Tanto, que ha apelado a mi agudo sentido del ridículo. Está bien, bajaremos; pero no te garantizo que no vuelva a sacar a relucir el tema, tan profunda es mi herida, tan candente el dolor. Había algo en las últimas palabras de Mr. Smith, dichas lentamente y con la mayor simplicidad, que provocó un escalofrío donde debería haber estado la espina dorsal del Viejo. - 

Y con ello puedo sugerirles un Christian Brothers Cabernet o un Montlavi Sauvignon, buenos vinos ambos, o, si prefieren algo más viejo, aunque no necesariamente mejor, tenemos el Forts-de-la Tour 1972, un burdeos, o, a dos mil ochenta dólares la botella, La Tache 1959, un borgoña, y, entre esos dos, numerosos buenos vinos de mesa -recitó el sumiller sin tomar aliento. - Para nosotros todos los vinos son jóvenes -dijo sonriente el Viejo. - 

Un chiste oportuno -apostilló el sumiller. - No es un chiste -le espetó Mr. Smith. - Touché -dijo el sumiller, por decir algo. - Tráiganos una botellla del primer vino que encuentre. - ¿Tinto o blanco? El Viejo miró a Mr. Smith. - ¿No hay término medio? - Rosado. - Buena idea. Mr. Smith aprobó cortésmente con la cabeza, y el sumiller se fue. - 

La gente nos mira -masculló Mr. Smith. Hicimos mal en venir. - Al contrario, son ellos los que hacen mal en mirarnos. Y el Viejo fue clavando la vista en los demás comensales, uno por uno, y uno por uno volvieron a ocuparse de su plato. 

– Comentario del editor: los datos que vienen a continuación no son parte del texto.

Issue #581, opened 2026-06-27
[PRD] Access-control fidelity: Keystone fail-loud parity across read/write/nested pipelines


borisno2:
> *This was generated by AI during triage.*

## PRD — Access-control fidelity & Keystone fail-loud parity

**Goal:** Bring the access-control engine, read/write pipeline, and nested-operations to Keystone-parity: **fail loud on writes** where the stack currently fails quiet, close read/connect **access bypasses**, and tighten lookup semantics. Surfaced across a production Keystone→stack migration access-parity audit.

**Shared policy (decided during triage):** adopt Keystone fail-loud — writes throw on access/shape violations; reads keep the silent-failure (filter/empty) contract; **`sudo` is the single trusted bypass** (no new per-call opt-out flags).

**Why these are grouped:** they all touch the same surfaces — the writable-field filter / write pipeline, the context read paths (`findUnique`/`findMany` include building), and `nested-operations.ts`. Working them independently would collide; sequencing avoids rework.

### Child issues
**Write side (fail-loud):**
- **#564** (bug, ready-for-agent) — undeclared data keys fail OPEN → reject for non-sudo writes.
- **#568** (bug, ready-for-agent) — field-access-denied keys silently stripped → throw on caller-supplied denied fields.

**Read side:**
- **#566** (bug, ready-for-agent, HIGH) — explicit `include`/fragment replaces the access-controlled include → merge, not replace (row-level bypass).
- **#565** (enhancement, ready-for-agent) — add `findFirst` to the delegates (prerequisite for #567).
- **#567** (bug, ready-for-agent) — `findUnique` accepts a non-unique `where` → enforce unique-where (depends on #565 for the non-unique path).

**Nested operations:**
- **#578** (bug, ready-for-agent, HIGH) — nested-connect false denial + wrong access phase → read-access + DB-reachability check (absorbs #569's connect half).
- **#569** (bug, ready-for-human) — nested writes skip before/afterOperation hooks → run the full pipeline (architectural).

### Suggested sequencing
1. **#564 + #568** together (write-pipeline fail-loud — same `filterWritableFields` area).
2. **#565 → #567**, and **#566** (context read paths).
3. **#578** (nested-connect; contained), then **#569** (nested full-pipeline; human, larger).

### Definition of done
- A Keystone-parity access test suite passes: no silent fail-open on writes; no read or connect access bypass; unique-`where` enforced; nested writes run the full hook pipeline; nested connect uses read access + DB reachability.
[...]

Issue #568, opened 2026-06-10
Write pipeline silently strips fields denied by field access instead of erroring (Keystone threw)


borisno2:
## Summary

On create/update, `filterWritableFields` in `@opensaas/stack-core@0.24.0` silently DROPS any `data` key the session's field access denies, then proceeds with the rest of the write. Keystone threw a GraphQL access error for the same situation.

Two consequences for migrating apps:

1. A formerly-failing call now "succeeds" while doing less than asked — the caller cannot observe the denial (no error, no result marker).
2. When the stripped field is also a hook trigger (e.g. a gated `status` whose transition fires an `afterOperation` workflow), the side-effect chain is silently skipped rather than loudly refused — the worst failure mode for billing/notification triggers.

## Ask

Throw on denied fields by default (Keystone parity), or provide a strict mode / per-call option — and either way document the strip behaviour prominently in the access-control docs. Silent partial writes are the kind of behaviour an agent-built app can't debug.

## Context

Found during a semantic-fidelity audit of a Keystone→stack migration. Related observations from the same audit: #564 (undeclared keys fail open), #566 (explicit include bypasses relation filters) — together these make the write/read pipeline fail quiet where Keystone failed loud.

borisno2:
> *This was generated by AI during triage.*

## Agent Brief

**Category:** bug
**Summary:** On create/update, declared fields whose field-level write access denies the caller are silently dropped and the write proceeds. Adopt Keystone parity: throw when the caller supplies a field they're not allowed to write.

**Current behavior:**
The writable-field filtering step evaluates field-level write access per field and keeps only the allowed ones (`if (canWrite) filtered[field] = value`), silently discarding denied fields before the DB write. The operation then "succeeds" while doing less than asked — the caller gets no error and no result marker indicating a field was dropped. Worse, when the stripped field is also a hook trigger (e.g. a gated `status` whose transition fires an `afterOperation` workflow/notification/billing side effect), the side-effect chain is silently skipped rather than refused. Keystone threw a field-access error for the same situation.

**Desired behavior:**
For an **access-scoped (non-sudo)** create/update, if the caller's supplied input includes a declared field whose field-level write access (`create`/`update`) denies them, the operation should fail loudly with a clear error naming the field, list, and operation — before the DB write and before `beforeOperation` side effects — rather than silently stripping the field and proceeding.
[...]

Issue #564, opened 2026-06-10
Access control fails OPEN for data keys not declared in the list config — unknown keys pass through create/update to Prisma unchecked


borisno2:
## Summary

In `@opensaas/stack-core@0.24.0`, the write pipeline silently forwards `data` keys that are **not declared as fields in the list config** straight to the Prisma client, with no access evaluation:

- `dist/access/field-access.js` `checkFieldAccess`: `if (!fieldAccess) return true` — correct for a *declared* field with no access config, but the caller resolves `fieldAccess` from the list's field map, so an **undeclared** key also arrives here as `undefined` → allow.
- `dist/context/nested-operations.js`: an undeclared key is not recognised as a relationship field → no nested-operation access processing → passthrough.

Because the generated Prisma model can have **more** fields than the stack list config declares (back-relations always exist on the Prisma side; hosts may also deliberately model a subset), a caller can reach Prisma-level writes the config never exposed:

```ts
// Student list config declares no `from_Enrolment_student` field, and no field gate runs:
await context.db.student.update({
  where: { id },
  data: { from_Enrolment_student: { disconnect: [...] /* or delete/update */ } },
})
```

…which mutates Enrolment rows through an access-scoped (non-sudo) context, bypassing field-level access entirely. Found while auditing a Keystone migration: Keystone **fails closed** here — its GraphQL input types only contain declared fields, so an unknown key is a hard error. A team porting Keystone field gates can drop a gated relationship field from the stack config and get *less* enforcement instead of a loud failure.

## Ask

Fail closed: reject (throw) any `data` key on create/update that is not a declared field of the list — mirroring the GraphQL-schema behaviour the config-driven model implies. If passthrough is ever intentional, make it an explicit opt-in (`allowUnknownDataKeys`) and document it as access-bypassing.

## Severity

We'd rate this HIGH for migrating apps: the row-level `where` scoping still applies to the *outer* record, but nested relation operations on undeclared back-relations execute with no field/op gate.

## Context

Keystone→stack migration of a production app (35 lists). The concrete in-repo trigger was a `Student.enrolments` Keystone field gate (non-admins: nested-create only) whose stack port omitted the field — the gate function existed and was unit-tested, but was wired to nothing, and the pipeline let nested writes through silently.

borisno2:
> *This was generated by AI during triage.*

## Agent Brief

**Category:** bug
[...]

PR #583, opened 2026-06-27
fix(core): fail loud on non-sudo writes in filterWritableFields (#564, #568)

borisno2:
## Summary

Brings the write pipeline's field filter (`filterWritableFields`, Phase 5 of `write-pipeline.ts`) to **Keystone fail-loud parity**. Both fixes touch the same function, so they ship together to avoid collision.

Implements #564
Implements #568
Part of #581

### #564 — undeclared data keys fail CLOSED (throw)
Previously a `data` key with no entry in `fieldConfigs` resolved `fieldConfig === undefined`, `checkFieldAccess(undefined, …)` returned `true`, and the key passed through to Prisma unchecked. Because the generated Prisma model has more fields than the list config declares (back-relations like `from_Enrolment_student`), a non-sudo caller could drive ungated nested writes on undeclared back-relations.

Now: an undeclared key on create/update **throws** for non-sudo writes. Since the filter runs at Phase 5 (before `processNestedOperations` at Phase 5.5), this also closes the undeclared-back-relation nested-write hole — no change to `nested-operations.ts` required.

### #568 — field-access-denied keys throw instead of silent strip
Previously `if (canWrite) filtered[fieldName] = value` silently dropped denied fields, letting a write "succeed" while doing less than asked (and skipping hook side effects gated on that field).

Now: a caller-supplied declared field denied by field-level access **throws**.

### Preserved behaviour
- **`sudo` is the single trusted bypass** — undeclared keys pass through under sudo, and `checkFieldAccess` already returns `true` under sudo (no parallel sudo path added).
- System fields (`id`/`createdAt`/`updatedAt`), virtual fields, relationship foreign keys (`${field}Id`), and multi-column split columns (from `getColumnNames`) still pass through cleanly.
- Declared relationship fields still pass through to nested operations.

## How the throw is surfaced
Uses the project's existing `ValidationError` (from `hooks/index.js`) — the same type the write pipeline already throws for validation failures, so callers/tests have a single convention for non-silent write rejections. The field-access ⇄ hooks import is a cycle, but `ValidationError` is referenced only inside the function body (call-time), so it is safe under ESM live bindings.

## Tests
- New focused unit tests in `packages/core/src/access/field-access.test.ts`: undeclared key throws (non-sudo create + update); undeclared key passes under sudo; system/FK fields skip cleanly; multi-column split columns pass through; declared field denied throws; sudo would-be-denied field does NOT throw; declared relationship field passes through.
- Updated 3 existing tests that encoded the OLD silent-strip contract to the new fail-loud contract: 2 in `tests/access.test.ts` and 1 nested-create test in `tests/nested-access-and-hooks.test.ts`.

## Verification
- `pnpm lint`: pass (0 errors; only pre-existing warnings)
- `pnpm manypkg fix` / `pnpm format`: clean
- `pnpm -C packages/core build` (tsc typecheck): pass
- `pnpm -C packages/core test`: 596 passed
- Changeset added (`patch` for `@opensaas/stack-core`)

---

### DIFF
--- a/.changeset/loud-foxes-write.md
+++ b/.changeset/loud-foxes-write.md
@@ -1,0 +1,7 @@
+---
+'@opensaas/stack-core': patch
+---
+
+Make non-sudo writes fail loud in `filterWritableFields` (Keystone parity).
+
+Undeclared `data` keys on create/update now throw instead of passing through unchecked (#564), and fields denied by field-level access now throw instead of being silently stripped (#568). `sudo` remains the single trusted bypass; system fields, relationship foreign keys, and multi-column split columns still pass through.
--- a/.changeset/loud-foxes-write.md
+++ b/.changeset/loud-foxes-write.md
@@ -4,4 +4,6 @@
 
 Make non-sudo writes fail loud in `filterWritableFields` (Keystone parity).
 
-Undeclared `data` keys on create/update now throw instead of passing through unchecked (#564), and fields denied by field-level access now throw instead of being silently stripped (#568). `sudo` remains the single trusted bypass; system fields, relationship foreign keys, and multi-column split columns still pass through.
+Undeclared `data` keys on create/update now throw instead of passing through unchecked (#564), and fields denied by field-level access now throw instead of being silently stripped (#568). `sudo` remains the single trusted bypass; system fields and relationship foreign keys still pass through. Raw multi-column split columns (e.g. `media_url`/`media_size` from an `image()`/`file()` field) are now gated by their owning field's write access — supplying them directly under non-sudo when that field denies the write throws, instead of bypassing the field's `access.create`/`access.update`.
+
+Behavioural narrowing: a list-level `resolveInput` hook that adds keys to `resolvedData` which are not declared fields will now be rejected by the undeclared-key throw. No production hook does this today.
--- a/packages/core/src/access/field-access.test.ts
+++ b/packages/core/src/access/field-access.test.ts
@@ -254,9 +254,10 @@ describe('filterWritableFields', () => {
     expect(filtered).toHaveProperty('title', 'Test')
   })
 
-  it('passes through raw per-part columns from a multi-column field (non-sudo)', async () => {
+  it('passes through raw per-part columns from a multi-column field whose write access ALLOWS (non-sudo)', async () => {
     // Multi-column fields inject raw columns (e.g. m_url/m_size) that are not
     // declared in fieldConfigs; they must not trip the undeclared-key reject.
+    // With no field-level access (allow), they pass through.
     const fieldConfigs = {
       media: {
         type: 'image',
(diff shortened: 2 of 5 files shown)


borisno2 (commented):
## Review: fail-loud writes in `filterWritableFields` (#564, #568)

**Verdict: REQUEST CHANGES** (posted as a comment because the API blocks requesting changes on one's own PR).

Reviewed strictly from the PR diff + surrounding code. The core change is well-reasoned and the bulk of it is correct: undeclared keys throw on non-sudo create/update, denied declared fields throw instead of being silently stripped, and `sudo` remains the single trusted bypass with no parallel sudo path. I verified the claims and they hold — with **one important exception** in the split-column allow-set that warrants changes before merge.

### Verified correct
- **Sudo bypass is single-path and complete.** Undeclared keys: explicit `if (isSudo) { passthrough }`. Denied declared fields: `checkFieldAccess` returns `true` under sudo (field-access.ts L35-37), so the denial throw is never reached under sudo. No sudo path hits a throw. Nested writes inherit `_isSudo` via the `context` threaded from write-pipeline (`{ ...context, prisma }`).
- **Legitimate keys still pass:** system fields (id/createdAt/updatedAt), virtual fields (declared, `virtual:true`), and `${field}Id` FKs are skipped *before* the undeclared throw; declared relationship fields fall through to nested ops. Ordering confirmed.
- **Import cycle is safe.** `field-access.ts` references `ValidationError` only inside the function body (call-time); `hooks/index.ts` declares `ValidationError` as a top-level class and only uses `checkFieldAccess` inside function bodies. Under ESM live bindings both modules are fully evaluated before either function is called. No top-level cross-reference. Safe.
- **Changed tests reflect the new contract, not a masked regression.** The 3 edited tests correctly flip silent-strip → throw, and the nested test additionally asserts `mockPrisma.post.update` was NOT called (write aborts). New tests cover non-sudo throw + sudo passthrough for both #564 and #568, plus FK/system/multi-column passthrough.
- **Error messages** name the field but carry no record-existence info — fine for input-shape / own-field-access errors.

### Findings

**1. [High — security] Raw split-column keys bypass the logical field's write-access gate (`splitColumnFields` allow-set is over-broad relative to #564's goal).**
`field-access.ts` (new `splitColumnFields` passthrough): any data key matching a declared multi-column field's `getColumnNames(fieldName)` (e.g. `media_url`, `media_size`) is passed straight through with **no `checkFieldAccess` call**.

The field-level write gate for multi-column fields lives in `hooks/index.ts` `executeFieldResolveInputHooks` (L262-289) and only fires when the **logical** key (`media`) is present in the payload — that loop iterates *declared fields*, not data keys. A non-sudo caller who supplies the **raw physical columns directly** — `context.db.x.update({ where, data: { media_url: 'https://evil', media_size: 1 } })` — never triggers that gate, and the new allow-set then waves the raw columns through unchecked, straight to Prisma. So a field whose `access.update`/`access.create` denies writes can still be written via its raw columns.

This is a pre-existing hole (raw columns previously passed via the old `checkFieldAccess(undefined) === true` default-allow), so it is not a *regression introduced here* — but #564's whole premise is closing ungated undeclared-key writes, and this PR now *explicitly codifies* the raw-column path as allowed. Suggested fix: gate split columns by the owning field's write access (map each column name back to its owning field, run `checkFieldAccess` before passthrough, throw on deny — mirroring #568) rather than blanket-allowing them. At minimum add a test asserting raw split columns for an access-denied field throw for non-sudo.

**2. [Low — contract/behaviour note] The undeclared-key throw will reject list-level `resolveInput` hooks that add non-field keys to `resolvedData`.**
`resolvedData` from list-level `resolveInput` flows into `filterWritableFields`. After this change, any key a hook adds that is not a declared field (nor system/virtual/FK/split-column) throws on non-sudo writes. I checked the repo: all *production* `resolveInput` hooks only add declared fields, so nothing breaks today (the `plugin-engine.test.ts` cases adding `field1`/`modified` invoke hooks in isolation, not through the pipeline). Consistent with Keystone parity and likely intended — but a real behavioural narrowing worth a line in the changeset/docs so plugin authors know transient non-field keys in `resolveInput` output are now rejected.

### Summary
The fail-loud rework is solid and correctly preserves the sudo bypass, system/FK/virtual skips, the import-cycle handling, and the test contract updates. The blocking concern is finding #1: the split-column allow-set leaves the logical field's write access ungated via its raw columns, which undercuts the security goal of #564.

---

borisno2:
Addressed the blocking security finding on the split-column passthrough.

Raw per-part columns from a multi-column field (e.g. `media_url`/`media_size`) are no longer blanket-forwarded. In `filterWritableFields` each raw column is now mapped back to its **owning declared field** (the field whose `getColumnNames()` produces that column) and gated by that field's write access via the same `checkFieldAccess(owningField.access, operation, args)` used for normal fields:

- Denied (non-sudo) -> **throws** `ValidationError`, naming the owning field (consistent with #568).
- Allowed (or sudo, since `checkFieldAccess` returns `true` under sudo) -> passes through, preserving the legitimate multi-column write path.
- A raw column mapping to no declared split-column field remains an undeclared key, so the #564 throw still applies.

This closes the bypass where a non-sudo caller supplying the raw columns directly (`data: { media_url, media_size }`) skipped the owning field's gate — the logical-key gate in `executeFieldResolveInputHooks` only fires when the `media` key is present.

Also updated the existing changeset (`.changeset/loud-foxes-write.md`) with the Finding 2 note: a list-level `resolveInput` hook that adds non-field keys to `resolvedData` will now be rejected by the undeclared-key throw (no production hook does this today).

Tests added/updated in `packages/core/src/access/field-access.test.ts`: denied owning-field raw columns now throw (create + update); allowed pass through; sudo passes through regardless; existing legitimate multi-column passthrough still passes.

Verification: `pnpm lint` (0 errors). All package test suites green run directly — core 598, ui 190, auth 133, cli 289, rag 356, storage 123, storage-s3 43, storage-vercel 30, create-opensaas-app 41. (`turbo test` surfaced unrelated example `build` failures because `prisma generate` can't fetch its schema-engine binary in this sandboxed network — not related to this change.)

---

La cena no fue precisamente un éxito. Ninguno de los dos llevaba el suficiente tiempo comiendo como para haberle cogido el gusto, y la espera entre platos se les hacía interminable. Había poco más que hacer que charlar, y cada vez que aquellos dos hablaban llamaban la atención. Aunque los demás comensales se habían visto cohibidos, tanto por la penetrante mirada del Viejo como por el ambiente lúgubre que había caído sobre el comedor -y que afectaba incluso al de ordinario insensible pianista, que dio varias notas discordantes en su versión de Granada y acabó por marcharse del comedor enjugándose la frente-, ahora dirigían miradas furtivas a los dos ancianos, a aquellas dos pequeñas tiendas de campaña, una negra, blanca la otra, armadas bajo el gesto asqueado de un tritón que, en una hornacina, escupía agua en una taza de mármol. - 

Habla de una vez -murmuró discretamente el Viejo. Contra lo que suele ocurrir, tu último reproche cuando salíamos de nuestras habitaciones fue tan sentido que me conmovió. No quiero que sufras, aunque puedas creer lo contrario.